- Work order -
If a line of the data below holds the word "object", list it.

- Provided records -

PR #501, opened 2022-08-06
Make closure calls deferrable

stefanomil:


Felalolf (approved):

src/main/scala/viper/gobra/translator/util/Core.scala
```diff
@@ -62,11 +63,19 @@ object Core {
     } yield x.copy(args = args)(x.info)
   }
 
+  def deepCore(x: in.ClosureSpec): Core[in.ClosureSpec] = {
+    for {
+      paramValues <- vector(x.paramValues.map(y => option(y.map((core)))))
```
jcp19, line 68: nitpick: duplicated pair of parentheses around `core`

jcp19 (approved):
LGTM

src/main/scala/viper/gobra/translator/util/Core.scala
stefanomil: Parentheses removed

PR #514, opened 2022-08-30
Introduce ghost equality (`===`) and inequality (`!==`)

jcp19:
This PR introduces support for the operators `===` and `!==` which can be used in ghost contexts to perform comparisons between slices and between non-comparable interfaces.

The big size of this PR is due to the changes in the parser.


Aurel300:
Interesting syntax you've got there :eyes:

src/main/scala/viper/gobra/frontend/Desugar.scala
```diff
@@ -2263,6 +2263,24 @@ object Desugar {
...
             }
 
+          case PGhostEquals(left, right) =>
+            if (info.typ(left) == PermissionT || info.typ(right) == PermissionT) {
+              // TODO: inherits the same check as for PEquals and PUnequals. Could possibly be dropped or
+              //       refactored in the future
+              for { l <- permissionD(ctx, info)(left); r <- permissionD(ctx, info)(right) } yield in.GhostEqCmp(l, r)(src)
+            } else {
+              for { l <- exprD(ctx, info)(left); r <- exprD(ctx, info)(right) } yield in.GhostEqCmp(l, r)(src)
+            }
```
Felalolf, line 2273: I do not understand why the extra permissions cse is necessary since they should also just be expressions. Does something break, when you remove the case distinction?

Felalolf (approved):
One question maybe needs to be addressed.

src/main/scala/viper/gobra/frontend/Desugar.scala
jcp19: This guarantees that, when you are comparing a perm expression to some literal, both operands are treated as permissions. Otherwise, encoding the following comparison would fail if the right hand side is treated as an int (integer division is used here):
```
func test() {
    assert perm(1/2) == 1/2
}
```
Another technical point is that this expression would be encoded as a comparison between an integer and a perm, for which we do not implement a case (although we could).

Felalolf: Please add a comment explaining the first part "This guarantees that, when you are comparing a perm expression to some literal, both operands are treated as permissions. E.g. the right-hand side of perm(1/2) == 1/2 is treated as a permission.

To me this seems like bad language design on our part, but we can discuss this in a future meeting and decide on a solution then.

PR #499, opened 2022-08-05
Update Gobra to the newest Viper version

jcp19:
This PR updates Gobra to use the latest changes as of today (01.09.2022). Initially, it was meant to update Gobra to use the viper version from the `22.07` release, but instead it uses a more recent version than that due to nice-to-have changes made recently (in particular, https://github.com/viperproject/silver/pull/604).

Furthermore, in this PR, I removed `ViperChopper` - instead, we now use `Chopper` provided by silver. Furthermore, I changed Gobra to use submodules, which makes the process of upgrading and installing Gobra a lot easier! Thanks @ArquintL  for changing viperserver to use modules.

PR #515, opened 2022-08-31
Rename 'ReceiverNotInjective' -> 'QPAssertionNotInjective'

gavinleroy:
In the most recent version of Silver `viper.silver.verifier.reasons.ReceiverNotInjective` was renamed to `QPAssertionNotInjective`. I'm not sure if this is worth merging into master just yet for compatibility.


jcp19:
This does not work without upgrading the version of viper that we are using. This will be done in PR #499 soon

gavinleroy:
Whoops, I did not see that PR. I'll close this PR, there is no sense in having it merged separately.

PR #522, opened 2022-09-19
Remove redundant checks when comparing interfaces with the `nil` literal

jcp19:
It is very common to compare an interface value with the literal `nil`. Currently, this comparison is encoded as an equality, preceded by a check that one of the operands is comparable. This check is redundant and I removed it in this PR.


ArquintL:
I would generalize your optimization such that it does not matter whether `nil` is on the rhs or lhs

jcp19:
> I would generalize your optimization such that it does not matter whether `nil` is on the rhs or lhs

I don't know how I forgot this xD thanks for reminding me!

Felalolf (approved):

- Your solution -
@@ -62,11 +63,19 @@ object Core {
@@ -2263,6 +2263,24 @@ object Desugar {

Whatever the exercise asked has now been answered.